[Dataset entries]
PR #151, opened 2022-05-13
Add PyCQA/bandit to pre-commit

cclauss:
https://github.com/PyCQA/bandit


adamchainz:
No thanks... I keep all my open source projects with the same pre-commit config. I've evaluated bandit and found it would have too many false positives, in general.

_ASSIGNMENT_
Could you please give the number of lines in the data above that contain the word "PyCQA"? Only the number is needed.

_TASK OUTPUT_
2